Les opérateurs européens aimeraient bien que les grandes plateformes mettent la main à la poche pour financer le déploiement des infrastructures internet et 5G sur le vieux continent. La Commission européenne a lancé une consultation en février sur ce point précis, et la proposition des opérateurs1 a le mérite de la simplicité. Les entreprises qui pèsent plus de 5 % du trafic moyen annuel d'un opérateur aux heures de pointe devraient aider au financement des infrastructures des réseaux cellulaire et fixe.

Apple, Alphabet (Google), Meta (Facebook, Instagram), Amazon, Netflix et TikTok seraient donc « invités » à mettre au pot. C'est la première fois que les opérateurs s'accordent sur un critère chiffré : « Nous proposons un seuil clair pour garantir que seules les [plus importantes entreprises qui génèrent du trafic], et qui ont un impact substantiel sur les réseaux des opérateurs, entrent dans le champ d'application », selon le document visé par Reuters.

Le texte ne fait évidemment pas les affaires des plateformes. Meta a immédiatement réagi, estimant que la proposition des opérateurs était « fondamentalement erronée ». Elle « déforme » l'écosystème numérique, y compris la « relation symbiotique » entre les opérateurs et les fournisseurs de contenus. L'entreprise rappelle aussi ses investissements (« plusieurs milliards d'euros ») dans l'infrastructure numérique européenne. Markus Reinisch, vice-président des politiques publiques de Meta :

Permettre à des opérateurs de facturer deux fois la même infrastructure — facturant déjà les consommateurs pour l'accès à internet tout en imposant des frais de réseau discriminatoires aux fournisseurs de contenus — nuit à la neutralité du net, à la structure de l'internet ouvert ainsi qu'aux consommateurs, sans aucune garantie d'investissements supplémentaires dans les réseaux.

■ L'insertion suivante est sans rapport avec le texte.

PR #78, opened 2025-03-10
skip_pool: add skip_certified check, multi cert support & fix bugs

AshwinSekar:
#### Problem
The replay voting loop needs the ability to query if a certain slot is `skip_certified`

Certain situations can cause multiple skip range certificates to be available in the skip pool (see `test_multi_cert` for an example). In these scenarios we need the ability to query all skip certs to see if the voting loop slot is `skip_certified`.

Current skip pool impl also has incorrect behavior around consecutive slots and contributors (see `test_consecutive_slots` and `test_contributor_removed`)

#### Summary of Changes
Add functions for `skip_certified`, and a general multi cert scan fn. Does not remove the `query` implementation, will potentially remove when integrating the voting loop / maybe start leader.

### DIFF
--- a/core/src/alpenglow_consensus/skip_pool.rs
+++ b/core/src/alpenglow_consensus/skip_pool.rs
@@ -134,6 +134,8 @@ impl<T: Ord + Clone + Debug + HasStake> DynamicSegmentTree<T> {
             }
         }
 
+        debug_assert_eq!(accumulated, 0f64);
+        debug_assert!(current_cert.is_none());
         certs
     }
 }


core/src/alpenglow_consensus/skip_pool.rs
```diff
@@ -233,6 +348,53 @@ impl SkipPool {
...
+    }
+
+    /// Is `slot` contained in any skip certificates
+    pub fn skip_certified(&mut self, slot: Slot, total_stake: Stake) -> bool {
+        if self
+            .certificate_ranges
+            .iter()
+            .any(|range| range.contains(&slot))
+        {
+            // If we are already have a certificate no reason to rescan (potentially costly)
```
AshwinSekar, line 290: the assumption here is if a slot is already part of a skip certificate then it's fine to not update, as once part of a skip certificate it cannot be removed. Also the `up_to_date` is to avoid scanning the range every time a new vote is added, however if you feel it's clearer we can mimic the behavior in `query`

generally I think we need to have protections around ingesting all-to-all  / gossip when catching up as it could overwrite votes from replay that are necessary to skip certify "old" slots leading to catch up stalling.
i don't know the best way to deal with this yet, will explore.

core/src/alpenglow_consensus/skip_pool.rs
```diff
@@ -57,20 +103,81 @@ impl<T: Ord + Clone + Debug + HasStake> DynamicSegmentTree<T> {
...
     }
 
+    fn scan_certificates(
+        &self,
+        threshold_stake: f64,
+    ) -> impl Iterator<Item = (RangeInclusive<Slot>, BTreeSet<Pubkey>)> + use<'_, T> {
+        let certs = self
+            .tree
+            .iter()
+            .scan(
```
carllin: might be less nesting here to use a `filter_map`:

```
 let mut accumulated = 0f64;
 let mut current_contributors = BTreeSet::new();
 let mut cert: Option<(Slot, BTreeSet<Pubkey>)> = None;

let certs = self.tree.iter().filter_map(move |(slot, (starts, ends))| {

   // Once we hit threshold return the cert
    if accumulated < threshold_stake {
            let (start_slot, contributors)) = cert.take().expect("must have some contributors");
             return Some((start_slot..=*slot, contributors));
        }
}
```

core/src/alpenglow_consensus/skip_pool.rs
carllin: > generally I think we need to have protections around ingesting all-to-all / gossip when catching up as it could overwrite votes from replay that are necessary to skip certify "old" slots leading to catch up stalling.

Each block in replay should have the skip/notarization certificates necessary to prove block replay, so checking the vote states should be sufficient to prove the block is valid, shouldn't require checking the skip pool here I think.

As long as we're getting valid blocks, catch up shouldn't stall.

core/src/alpenglow_consensus/skip_pool.rs
```diff
@@ -42,9 +43,54 @@ impl HasStake for (Pubkey, Stake) {
...
+        let ((start, mut end), mut pubkeys) = self.iter.next()?;
+
+        while let Some(((next_start, next_end), next_pubkeys)) = self.iter.peek_mut() {
+            if end + 1 == *next_start {
+                end = *next_end;
+                pubkeys.append(next_pubkeys);
+                self.iter.next();
+            } else {
+                break;
+            }
```
carllin: seems cleaner to handle this merge in the `scan_certificates()` function so we don't need a special iterator. The query() function does something similar: https://github.com/anza-xyz/alpenglow/blob/41936baf943a5c340f4b9c963a8c591f9355d1c2/core/src/alpenglow_consensus/skip_pool.rs#L191-L194

core/src/alpenglow_consensus/skip_pool.rs
```diff
@@ -207,6 +320,8 @@ impl SkipPool {
             self.max_skip_certificate_range = max_range; // Update to the full range
         }
 
+        self.up_to_date = false;
```
carllin, line 235: can probably  get rid of the `query` method altogether and just set up_to_date to false anytime a new skip is added that doesn't entirely fall within an existing certificate range in `self.certificate_ranges`

carllin: maybe make an issue as well to make a batch insert_vote() function before running scan_certificates() have a feeling it will be much better  for perf lol

core/src/alpenglow_consensus/skip_pool.rs
AshwinSekar: Yeah that's true, just trying to figure out the best way to query.

If we're catching up, we should *only* look at the skip certificates from replayed votes, however if we're at tip then we should ingest all-to-all / gossip as well. We can't really tell which scenario we're in so I think we could:
- Maintain a separate skip pool with only votes from replay, check the replay skip pool first and then this general skip pool
- Tag votes with their source here and allow storage of 1 vote per source per validator
Open to any better suggestions haha

core/src/alpenglow_consensus/skip_pool.rs
AshwinSekar: yeah you're right that's cleaner 815e35d576047730d66ba6929952bf9eaf638a37

core/src/alpenglow_consensus/skip_pool.rs
AshwinSekar: makes sense, got too eager  trying to skyline 81b4b02d480885d4ed3e62a422926ff5c26bdf88

core/src/alpenglow_consensus/skip_pool.rs
AshwinSekar: removed `query` and handled the `up_to_date` logic here 5dafa50e0a34d54e3249d7c9c13c2c0ff487b5f5

AshwinSekar: made an issue here https://github.com/anza-xyz/alpenglow/issues/79

core/src/alpenglow_consensus/skip_pool.rs
```diff
@@ -57,58 +58,83 @@ impl<T: Ord + Clone + Debug + HasStake> DynamicSegmentTree<T> {
...
+            for item in ends {
+                current_contributors.remove(&item.pubkey());
+                accumulated -= item.stake_value() as f64
+            }
+
+            // Return cert if it has ended
+            if accumulated <= threshold_stake {
+                if let Some((start_slot, contributors)) = &current_cert {
+                    // Skip certificate has ended, reset and publish
+                    certs.push(((*start_slot, *slot), contributors.clone()));
```
carllin, line 131: If the threshold never falls below threshold_stake before the loop ends, we should still push the current cert if it exists

core/src/alpenglow_consensus/skip_pool.rs
carllin: That makes sense

1. For new blocks, check vote state. A separate skip pool could work, or we could run a simple algorithm that scans across each vote state and checks if the most recent skip vote covers the entire range (M, N) where M is the parent and N is this replayed block. If so, increment the stake counter.
2. We stream the latest votes during replay into this main skip pool

core/src/alpenglow_consensus/skip_pool.rs
carllin: lmao, write all your code in one line

core/src/alpenglow_consensus/skip_pool.rs
AshwinSekar: I don't think this can actually happen right, since every vote has to end `accumulated` is guaranteed to be `<= threshold_stake` before the loop ends. 

Added a debug assert for this case 4c08dbe

carllin: ah yeah, we separate out the ends, makes sense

La balle est désormais dans le camp de la Commission européenne, qui devra trouver une position d'équilibre — elle s'annonce délicate…


  1. Regroupés au sein du GSMA et l'ETNO (European Telecommunications Network Operators) qui représentent 160 opérateurs, dont Orange, Deutsche Telekom, Telefonica et Telecom Italia.  ↩︎

Source
Vignette : Denny Müller, Unsplash
avatar vincentn | 

@debione

Sachant qu’un FAI gère de l’infra mais propose aussi très souvent du service et qu’un Gafam propose du service mais gère aussi de plus en plus de l’infra, il faudrait avoir le détail pour chaque boîte. Or généralement ils consolident leurs résultats (sans parler des manips fiscales), donc il est probablement assez difficile de connaître réellement ces informations, qui n’apparaissent parfois même pas (ou noyées) dans leurs rapports financiers.

avatar bibi81 | 

Tiens, je me posais une question: C'est quoi le% de rentabilité d'un FAI en rapport à un GAFAM?

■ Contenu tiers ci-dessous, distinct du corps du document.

PR #87, opened 2025-03-14
Allow Alpenglow accounts in StakesCache

wen-coding:
Allow Alpenglow accounts in StakesCache

Currently rewards don't work until we update epoch_stakes calculation.

### DIFF
--- a/core/src/banking_stage.rs
+++ b/core/src/banking_stage.rs
@@ -822,7 +822,7 @@ pub fn commit_certificate(
 
     if summary.reached_max_poh_height {
         datapoint_error!(
-            "vote_certiificate_commit_failure",
+            "vote_certificate_commit_failure",
             ("error", "slot took too long to ingest votes", String),
             ("slot", bank.slot(), i64)
         );
@@ -832,7 +832,7 @@ pub fn commit_certificate(
 
     if summary.error_counters.total.0 != 0 {
         datapoint_error!(
-            "vote_certiificate_commit_failure",
+            "vote_certificate_commit_failure",
             (
                 "error",
                 format!("{} errors occurred", summary.error_counters.total.0),
--- a/core/src/cluster_info_vote_listener.rs
+++ b/core/src/cluster_info_vote_listener.rs
@@ -39,10 +39,7 @@ use {
         timing::AtomicInterval,
         transaction::Transaction,
     },
-    solana_vote::{
-        vote_parser::{self, ParsedVote},
-        vote_transaction::VoteTransaction,
-    },
+    solana_vote::vote_parser::{self, ParsedVote, ParsedVoteTransaction},
     std::{
         cmp::max,
         collections::HashMap,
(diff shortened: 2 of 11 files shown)


runtime/src/stakes.rs
```diff
@@ -120,6 +120,35 @@ impl StakesCache {
                     stakes.remove_vote_account(pubkey)
                 };
             };
+        } else if alpenglow_vote::check_id(owner) {
+            match VoteAccount::try_from(account.to_account_shared_data()) {
+                Ok(vote_account) => {
+                    if vote_account.alpenglow_vote_state().unwrap().version() > 0 {
```
carllin: when would this version not be greater than 0?

runtime/src/stakes.rs
```diff
@@ -230,7 +259,8 @@ impl Stakes<StakeAccount> {
                 let voter_pubkey = &delegation.voter_pubkey;
                 if stakes.vote_accounts.get(voter_pubkey).is_none() {
                     if let Some(account) = get_account(voter_pubkey) {
-                        if VoteStateVersions::is_correct_size_and_initialized(account.data())
+                        if (alpenglow_vote::check_id(account.owner())
```
carllin: do we need an equivalent version of `is_correct_size_and_initialized()` for alpenglow accounts?

runtime/src/stakes.rs
wen-coding: When the vote account has never been initialized

runtime/src/stakes.rs
wen-coding: I originally wanted to add that, but now I'm confused. Why do we need to check is_correct_size_and_initialized() separately instead of waiting to see if deserialize succeeded? I suppose old VoteState wanted to do it because deserialize is super expensive there, do we still need this check?

runtime/src/stakes.rs
carllin: can `alpenglow_vote_state()` return `Some()` if the vote account has not been initialized?

runtime/src/stakes.rs
carllin: if we can/already have a test that shows that uninitialized alpenglow vote accounts don't successfully deserialize, then we don't need this check

runtime/src/stakes.rs
wen-coding: Hmm, I think yes, currently as long as recast works it returns Some()

runtime/src/stakes.rs
wen-coding: So we have a choice, either check in deserialize, or give initialized to check outside. What do you think? Any value in returning a VoteState::default() which is not initialized?

wen-coding: I was writing other tests and it's kind of convenient to be able to use VoteState::default(), let me make the `is_initialized` of VoteState public, sending you a PR soon.

wen-coding: https://github.com/solana-program/alpenglow-vote/pull/49

runtime/src/stakes.rs
wen-coding: Changed to is_initialized()

runtime/src/stakes.rs
wen-coding: Changed to is_initialized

Et moi je me demande si on doit ajouter une taxe à ceux qui payent déjà des taxes/impôts en France ou à ceux qui n'en payent pas ?

avatar Nicol8s | 

@bibi81

Je suis d’accord que c’est peut être l’un des fonds du problème, mais on mélange différentes choses:
Oui les opérateurs payent « beaucoup » d’impôts comparés à d’autres industries.
Mais si c’est un sujet de taxation, je comprends pas pourquoi les GAFAM (et autres BATX) devraient payer cette « taxe » aux opérateurs (des entreprises privées) et non à l’état/la collectivité (et par extension aux citoyens)?

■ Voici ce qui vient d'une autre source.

PR #88, opened 2025-03-16
Fix some panicking code

carllin:
#### Problem
1. `block_id()` is None on your own leader blocks, so `highest_frozen_bank.block_id().unwrap()` was panicking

Concernant le financement des réseaux (parce que c’est l’angle des opérateurs pour justifier cette ponction), ne serait-ce pas les mêmes opérateurs qui ont refusé d’investir dans les zones moins dense (les campagnes et petites villes soit disant « pas rentables »).
Le principe de péréquation voudrait que les zones denses (très rentables) financent les zones qui les sont moins, or ici ils ont investi juste où ça les arrangeaient et ont laissé les subventions publiques payer le reste

avatar MarcMame | 

@Nicol8s

"Le principe de péréquation voudrait que les zones denses (très rentables) financent les zones qui les sont moins"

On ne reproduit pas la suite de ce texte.